(Adds CEO comment, detail, background, shares)
STOCKHOLM, Nov 29 (Reuters) - Swedish radiation therapy gear maker Elekta on Thursday reported an unexpected drop in operating profit for a second straight quarter but stood by its full-year sales and profitability forecast.
Operating profit in August-October fell to 393 million crowns ($43.5 million) from a year-ago 440 million, against a mean forecast in a Reuters poll of analysts for an increase to 449 million.
Elekta did not book any new orders in the quarter for its new radiation therapy system Unity, which is seen as an important future growth driver for the company.
Unity won approval in Europe in June and Chief Executive Richard Hausmann told Reuters he still expects U.S. approval by the end of the year.

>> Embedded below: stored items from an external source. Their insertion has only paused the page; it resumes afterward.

PR #38, opened 2020-08-25
realtime authcallback

tiholic:
Support for `authCallback` Realtime operations

### Current status 
**Android**
- [x] Realtime connection
- [x] Realtime publish
- [ ] in-band re-authentication

**iOS**
- [x] Realtime connection
- [x] Realtime publish
- [ ] in-band re-authentication

### How it works
1. Realtime instance will be created with `authCallback` in `ClientOptions`
2. `Realtime#connect` will be triggered from user code
3. ably library code calls a proxy `authCallback` on platform code and that will immediately return `null`, but will make a MethodChannel call (with name `realtimeAuthCallback`) to dart side for token data.
4. dart side receives the `MethodChannel` call and triggers authCallback to return the value to platform code.
platform code will set this response token data in temporary storage.
5. Trigger from `#2` will receive an error with code `80019` which will suppress the error and will check a boolean on dart side if the authentication update was complete and then retry publishing again.
6. Now, the platform code will return with the token data stored temporarily in #5 above for next `authCallback` request from ably library.

#### On token expiry
On token expiry, the connection state listeners will be triggered with connection state set to `disconnected` and with reason as Error with code `80019`. As soon as this event is encountered, `realtimeAuthCallback` method channel api will be triggered from platform side and `Realtime#connect` will be called immediately.

A similar flow occurs in case of publishing to a channel or listening on a channel.

### DIFF
--- a/lib/src/impl/realtime/channels.dart
+++ b/lib/src/impl/realtime/channels.dart
@@ -8,9 +8,8 @@ import 'package:flutter/services.dart';
 
 import '../platform_object.dart';
 
-
-class RealtimePlatformChannel extends PlatformObject implements spec.RealtimeChannel{
-
+class RealtimePlatformChannel extends PlatformObject
+    implements spec.RealtimeChannel {
   @override
   spec.AblyBase ably;
 
@@ -23,44 +22,42 @@ class RealtimePlatformChannel extends PlatformObject implements spec.RealtimeCha
   @override
   spec.RealtimePresence presence;
 
-  RealtimePlatformChannel(this.ably, this.name, this.options): super() {
-    this.handle;  //proactively acquiring handle
-    this.state = spec.ChannelState.initialized;
-    this.on().listen((ChannelStateChange event) {
-      this.state = event.current;
+  RealtimePlatformChannel(this.ably, this.name, this.options) : super() {
+    state = spec.ChannelState.initialized;
+    on().listen((ChannelStateChange event) {
+      state = event.current;
     });
   }
 
-  Realtime get realtimePlatformObject => this.ably as Realtime;
+  Realtime get realtimePlatformObject => ably as Realtime;
 
   /// createPlatformInstance will return realtimePlatformObject's handle
   /// as that is what will be required in platforms end to find realtime instance
   /// and send message to channel
   @override
-  Future<int> createPlatformInstance() async => await realtimePlatformObject.handle;
+  Future<int> createPlatformInstance() async =>
+      await realtimePlatformObject.handle;
 
   @override
-  Future<spec.PaginatedResult<spec.Message>> history([spec.RealtimeHistoryParams params]) {
+  Future<spec.PaginatedResult<spec.Message>> history(
+      [spec.RealtimeHistoryParams params]) {
     // TODO: implement history
     return null;
   }
 
-  Map<String,dynamic> __payload;
-  Map<String, dynamic> get _payload => __payload ??=
-  {
-    "channel": name,
-    if(options != null) "options": options
-  };
+  Map<String, dynamic> __payload;
+
+  Map<String, dynamic> get _payload =>
+      __payload ??= {'channel': name, if (options != null) 'options': options};
 
   @override
-  Future<void> publish({
-    spec.Message message,
-    List<spec.Message> messages,
-    String name,
-    dynamic data
-  }) async {
-    bool hasAuthCallback = this.ably.options.authCallback!=null;
-    while (hasAuthCallback && this.realtimePlatformObject.authCallbackInProgress) {
+  Future<void> publish(
+      {spec.Message message,
+      List<spec.Message> messages,
+      String name,
+      dynamic data}) async {
+    var hasAuthCallback = ably.options.authCallback != null;
+    while (hasAuthCallback && realtimePlatformObject.authCallbackInProgress) {
       await Future.delayed(Duration(milliseconds: 100));
     }
     try {
@@ -81,8 +78,9 @@ class RealtimePlatformChannel extends PlatformObject implements spec.RealtimeCha
         'messages': messages,
       });
     } on PlatformException catch (pe) {
-      if (hasAuthCallback && pe.code == ErrorCodes.authCallbackFailure.toString()) {
-        this.realtimePlatformObject.authCallbackInProgress = true;
+      if (hasAuthCallback &&
+          pe.code == ErrorCodes.authCallbackFailure.toString()) {
+        realtimePlatformObject.authCallbackInProgress = true;
         await publish(name: name, data: data);
       } else {
         throw spec.AblyException(pe.code, pe.message, pe.details);
@@ -108,7 +106,7 @@ class RealtimePlatformChannel extends PlatformObject implements spec.RealtimeCha
   @override
   Future<void> attach() async {
     try {
-      await this.invoke(PlatformMethod.attachRealtimeChannel, _payload);
+      await invoke(PlatformMethod.attachRealtimeChannel, _payload);
     } on PlatformException catch (pe) {
       throw spec.AblyException(pe.code, pe.message, pe.details);
     }
@@ -117,7 +115,7 @@ class RealtimePlatformChannel extends PlatformObject implements spec.RealtimeCha
   @override
   Future<void> detach() async {
     try {
-      await this.invoke(PlatformMethod.detachRealtimeChannel, _payload);
+      await invoke(PlatformMethod.detachRealtimeChannel, _payload);
     } on PlatformException catch (pe) {
       throw spec.AblyException(pe.code, pe.message, pe.details);
     }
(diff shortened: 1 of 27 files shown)


lib/src/impl/realtime/channels.dart
```diff
@@ -59,6 +59,10 @@ class RealtimePlatformChannel extends PlatformObject implements spec.RealtimeCha
     String name,
     dynamic data
   }) async {
+    bool hasAuthCallback = this.ably.options.authCallback!=null;
+    while (hasAuthCallback && this.realtimePlatformObject.authCallbackInProgress) {
```
zoechi, line 63: This busy-waiting looks really bad.
I haven't found `hasAuthCallback` being changed anywhere after the while loop, so I assume the while loop is only about `this.realtimePlatformObject.authCallbackInProgress`, therefore I'd write this as
```dart
if(hasAuthCallback) {
  while(this.realtimePlatformObject.authCallbackInProgress) {
    ...
  }
}
```
also instead of busy-waiting 
`realtimePlatformObject` should return a `Future` that completes when no authCallback is in progress anymore.

lib/src/impl/realtime/channels.dart
```diff
@@ -68,7 +72,12 @@ class RealtimePlatformChannel extends PlatformObject implements spec.RealtimeCha
         if(data!=null) "data": data
       });
     } on PlatformException catch (pe) {
-      throw spec.AblyException(pe.code, pe.message, pe.details);
+      if (hasAuthCallback && pe.code == ErrorCodes.authCallbackFailure.toString()) {
```
zoechi, line 75: Instead of using `toString()` everywhere, `ErrorCodes.xxx` should all be strings instead of integers.

lib/src/impl/realtime/connection.dart
```diff
@@ -15,6 +15,10 @@ class ConnectionPlatformObject extends PlatformObject implements Connection {
     this.handle;  //proactively acquiring handle
     this.state = ConnectionState.initialized;
     this.on().listen((ConnectionStateChange event) {
+      if (event.reason?.code == ErrorCodes.authCallbackFailure) {
```
zoechi, line 18: I see, here `ErrorCodes` is used as `int`. Is there a way to unify this to `int` or `String`?

lib/src/impl/realtime/realtime.dart
```diff
@@ -48,13 +53,25 @@ class Realtime extends PlatformObject implements spec.RealtimeInterface {
...
   @override
   Future<void> close() async => await invoke(PlatformMethod.closeRealtime);
 
+  bool authCallbackInProgress = false;
+
   @override
-  Future<void> connect() async => await invoke(PlatformMethod.connectRealtime);
+  Future<void> connect() async {
+    bool hasAuthCallback = this.options.authCallback!=null;
+    while (hasAuthCallback && authCallbackInProgress) {
```
zoechi, line 66: There really shouldn't be a need for this kind of busy-waiting, like ever.

lib/src/method_call_handler.dart
```diff
@@ -25,4 +27,20 @@ class AblyMethodCallHandler{
     return callbackResponse;
   }
 
+  bool realtimeAuthInProgress = false;
```
zoechi, line 30: I think this should be a `Future` that is returned to all calls if not `null` instead of a boolean flag.
This way callers can wait for the callback to complete.

lib/src/method_call_handler.dart
```diff
@@ -25,4 +27,20 @@ class AblyMethodCallHandler{
...
+  onRealtimeAuthCallback(AblyMessage message) async {
```
zoechi, line 31: Public members should have proper return types.

zoechi (changes requested):

lib/src/impl/realtime/channels.dart
tiholic: @zoechi Yes, this part needs to be changed completely. I'll try using completers if that fit well here.

lib/src/impl/realtime/channels.dart
tiholic: in PlatformException, it will be a string but in `ErrorInfo` it is an integer. This codes are exposed as public and so is ErrorInfo. I think it is better to have them as int.

lib/src/impl/realtime/connection.dart
tiholic: @zoechi Not sure! As per the spec, `ErrorInfo#code` is supposed to be int, and `PlatformException#code` is of type string. Not sure if we can unify them both.

@QuintinWillison Any thoughts?

lib/src/impl/realtime/channels.dart
zoechi: Ok, I just wanted to be sure this is intentional.

zoechi: Ok, lets resolve here. The discussion is open in another place already.

lib/src/method_call_handler.dart
tiholic: @zoechi Caller here is Android/iOS platform which would take no action when `null` is returned. And returning the same future will return same results to platform side which will have undesirable effects on the platform side.

zoechi (changes requested):

lib/src/impl/realtime/connection.dart
QuintinWillison: I'm not quite sure what's being proposed, by from my bird's eye view I think it's got to be lowest common denominator, surely? You can safely represent an `int` in a `String`, but not vice-versa.

zoechi: I'd then suggest we leave it as it is, when there is no concrete reason to change it.
I just wanted to be sure nothing was missed.

lib/src/impl/realtime/channels.dart
tiholic: @zoechi addressed 34417e964349e49ba2071e2ae93316ecf25a8982

lib/src/impl/realtime/realtime.dart
tiholic: addressed: 34417e964349e49ba2071e2ae93316ecf25a8982

lib/src/method_call_handler.dart
```diff
@@ -15,30 +15,26 @@ class AblyMethodCallHandler {
...
       return null;
     }
     realtimeAuthInProgress = true;
     ably.TokenParams tokenParams = message.message as ably.TokenParams;
     ably.Realtime realtime = ably.realtimeInstances[message.handle];
     Object callbackResponse = await realtime.options.authCallback(tokenParams);
-    Future.delayed(Duration.zero, (){
-      realtime.authUpdateComplete();
-    });
+    Future.delayed(Duration.zero, () => realtime.authUpdateComplete());
```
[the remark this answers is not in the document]
tiholic: Fixed

lib/src/method_call_handler.dart
```diff
@@ -15,30 +15,26 @@ class AblyMethodCallHandler {
...
 
-  Future<dynamic> onAuthCallback(AblyMessage message) async {
+  Future<Object> onAuthCallback(AblyMessage message) async {
     ably.TokenParams tokenParams = message.message as ably.TokenParams;
     ably.Rest rest = ably.restInstances[message.handle];
     final callbackResponse = await rest.options.authCallback(tokenParams);
-    Future.delayed(Duration.zero, () {
-      rest.channels.all.forEach((c) => c.authUpdateComplete());
-    });
+    Future.delayed(Duration.zero, () => rest.authUpdateComplete());
```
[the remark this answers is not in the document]
tiholic: Fixed

lib/src/method_call_handler.dart
tiholic: Done, handled

lib/src/impl/rest/rest.dart
```diff
@@ -9,36 +9,40 @@ import 'channels.dart';
...
-    final String key
-  }) :
-      assert(options!=null || key!=null),
-      this.options = (options==null)?ClientOptions.fromKey(key):options,
-      super()
-  {
-    this.channels = RestPlatformChannels(this);
+class Rest extends PlatformObject
+    implements spec.RestInterface<RestPlatformChannels> {
+  Rest({ClientOptions options, final String key})
```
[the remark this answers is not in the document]
tiholic: @zoechi both are not mandatory, either one is required!

lib/src/method_call_handler.dart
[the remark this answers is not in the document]
tiholic: Done

lib/src/method_call_handler.dart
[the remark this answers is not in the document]
tiholic: Done

lib/src/impl/rest/rest.dart
```diff
@@ -9,36 +9,40 @@ import 'channels.dart';
...
-      AblyMessage(options)
-    );
+    var handle = await invokeRaw<int>(
+        PlatformMethod.createRestWithOptions, AblyMessage(options));
     restInstances[handle] = this;
     return handle;
   }
 
+  void authUpdateComplete() {
+    channels.all.forEach((c) => c.authUpdateComplete());
```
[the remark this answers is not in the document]
tiholic: @zoechi I think the reference comment is lost, can you please point exactly?

lib/src/impl/rest/rest.dart
```diff
@@ -9,36 +9,40 @@ import 'channels.dart';
...
-      assert(options!=null || key!=null),
-      this.options = (options==null)?ClientOptions.fromKey(key):options,
-      super()
-  {
-    this.channels = RestPlatformChannels(this);
+class Rest extends PlatformObject
+    implements spec.RestInterface<RestPlatformChannels> {
+  Rest({ClientOptions options, final String key})
+      : assert(options != null || key != null),
+        options = (options == null) ? ClientOptions.fromKey(key) : options,
```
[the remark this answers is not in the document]
tiholic: b85617edc2c162cb15c7fc520668898c37ddbeb0

zoechi (approved):

lib/src/method_call_handler.dart
```diff
@@ -9,17 +9,32 @@ class AblyMethodCallHandler {
...
+    var rest = ably.restInstances[message.handle];
     final callbackResponse = await rest.options.authCallback(tokenParams);
-    Future.delayed(Duration.zero, () {
-      rest.channels.all.forEach((c) => c.authUpdateComplete());
-    });
+    Future.delayed(Duration.zero, rest.authUpdateComplete);
+    return callbackResponse;
+  }
+
+  bool realtimeAuthInProgress = false;
```
zoechi, line 26: I missed that this should be private

zoechi (changes requested):

lib/src/impl/rest/rest.dart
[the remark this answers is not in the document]
zoechi: Sorry, I didn't look properly. 
It's an `||` in the `assert(...)` not a `&&`.

lib/src/impl/rest/rest.dart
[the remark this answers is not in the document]
zoechi: Sorry again. I was sloppy. 
Here it can't be changed in the other cases because the function is required to accept a parameter..

lib/src/method_call_handler.dart
tiholic: Addressed 0ab957b7fed08750fc0893be45b0f5a0f13878af

zoechi (approved):

lib/src/spec/realtime/realtime.dart
```diff
@@ -16,6 +16,6 @@ abstract class RealtimeInterface extends AblyBase {
   void close();
   void connect();
   final Connection connection;
-  RealtimeChannels channels;
+  C channels;
```
zoechi, line 19: I assume this should be `C get channels;` 
See also my comment in #33 `impl/rest/rest.dart`

zoechi (changes requested):

lib/src/spec/realtime/realtime.dart
tiholic: converted Channels and Connection to getters 9b2fc58aa8f37ae7d0e970599b689437ae58859e

from 33 => 68022946db52951e7223052bdfe67687d907b515

lib/src/impl/realtime/channels.dart
```diff
@@ -23,53 +24,114 @@ class RealtimePlatformChannel extends PlatformObject implements spec.RealtimeCha
...
-  Map<String,dynamic> __payload;
-  Map<String, dynamic> get _payload => __payload ??=
-  {
-    "channel": name,
-    if(options != null) "options": options
-  };
+  Map<String, dynamic> __payload;
+
+  Map<String, dynamic> get _payload =>
+      __payload ??= {'channel': name, if (options != null) 'options': options};
```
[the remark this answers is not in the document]
tiholic: c52463b5ab6df5f959a13a85bb095d7b9b33f2d5

zoechi (approved):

Elekta, whose main rival is U.S. company Varian Medical Systems, said its gross margin shrank in the first half of the year due mainly to “unfavorable geographic and project mix”.
Gross order intake was up 2 percent based on constant exchange rates to 3.67 million crowns, slightly short of expectations.
Elekta has forecast 7 percent sales growth based on constant exchange rates and a profit margin before interest, tax and amortisation of around 20 percent for the full fiscal year.
In the first half of the year, they were 7 percent and 16 percent, respectively.
“We typically in the second half have stronger revenue and also a better mix so we are positive we are hitting this (outlook),” CEO Hausmann said.
Shares in Elekta, which has restructured after three years of falling profits, climbed more than 80 percent earlier this year, but have lost some of those gains since it announced new financial targets in September.
The shares opened 4 percent down on Thursday, taking the year-to-date increase to 50 percent.